Agrobacterium tumefaciens is a soil-borne bacterium known to cause crown gall disease in plants. A. tumefaciens strains that induce crown gall have a large plasmid (tumor-inducing plasmid: Ti plasmid), which is essential for the establishment of crown gall disease (van Larebeke et al., 1974, 1975; Zaenen et al., 1974; Watson et al., 1975; Currier and Nester, 1976). Chilton et al. (1977) detected part of the Ti plasmid in the crown gall genome, showing that plant cell conversion resulted in genetic transformation. This work clearly showed that A. tumefaciens has the ability to transfer T-DNA into plant genomes (Chilton et al., 1977).

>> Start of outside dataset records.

PR #9477, opened 2025-06-08
fix(gui-client): don't say "signed in" without a connlib session

thomaseizinger:
With the introduction of the "connect on start" configuration option, we introduced a bug where the GUI client said "Signed in as ..." even though we did not have a `connlib` session. The tray-menu handles this state correctly and clicking sign out and sign in restores Firezone to a functional state.

This disparity happened because we assumed that having a token means we must have a session.

To fix this, we introduce a new `SessionViewModel` that combines the state of the auth session and the `connlib` state. Only if we have both do we infer that we are "signed in". This also requires us to introduce an intermediary state where we are "loading". This is represented as a spinner in the UI.

Last but not least, this also removes the automated hiding of the client window. In a prior design, the only job of this window was to show the "Sign in" button so it wasn't useful beyond clicking that. Now that we show more things in this window, automatically hiding it might confuse the user.

Here is what this new design looks like:

[Login flow](https://github.com/user-attachments/assets/276e390b-4837-48e2-aaf1-eea007472816)

As a result of other improvements around "zero-click sign-in", the user often doesn't even have to switch to the browser window because sign-in happens in the background. Unfortunately, the tab still remains open but that is outside of our control (at least on Linux).

### DIFF
--- a/rust/gui-client/src-frontend/components/App.tsx
+++ b/rust/gui-client/src-frontend/components/App.tsx
@@ -20,7 +20,7 @@ import React, { useEffect, useState } from "react";
 import { NavLink, Route, Routes } from "react-router";
 import { AdvancedSettingsViewModel } from "../generated/AdvancedSettingsViewModel";
 import { FileCount } from "../generated/FileCount";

Since this discovery in 1977, many investigators have attempted to generate A. tumefaciens suitable for plant genetic engineering. In early techniques, the oncogenic T-DNA region of the Ti plasmid was replaced with genes of interest by single or double homologous recombination (Zambryski et al., 1983). Although the recombination steps are easy, they are limited by the potential recombination of repetitive sequences during or after recombination in the Ti plasmid replicon in A. tumefaciens. Hoekema et al. (1983) showed that A. tumefaciens is able to deliver the T-DNA even if the Ti plasmid is divided into two plasmids (the T-DNA region and the vir region). This finding made it possible to extract only the T-DNA region from A. tumefaciens, and the modification was easier without the sequence limitation. After this finding, a binary plant vector strategy became the standard method in plant genetic engineering (Hoekema et al., 1983; Bevan, 1984). Increasing the virulence of A. tumefaciens is a useful strategy for higher transformation efficiency. The identification and application of vir gene inducers, such as plant phenolic compounds (Stachel et al., 1985, 1986) and sugars (Cangelosi et al., 1990; He et al., 2009; Hu et al., 2013), enabled this technique to be adapted for a wide range of plant species, especially monocot crops. The selection of hyper-virulent strains also spread the adaptation throughout the host range. Super-binary vectors, which have shown higher vir gene expression, have provided critical improvements in transformation efficiency (Komari et al., 2006). Agrobacterium-mediated gene transfer has been well established through many modifications, and it is a basic technique in plant science, but the gene transfer efficiencies are not sufficient for many plant species, especially crops and biomass plants. Therefore, improvements in these techniques are required.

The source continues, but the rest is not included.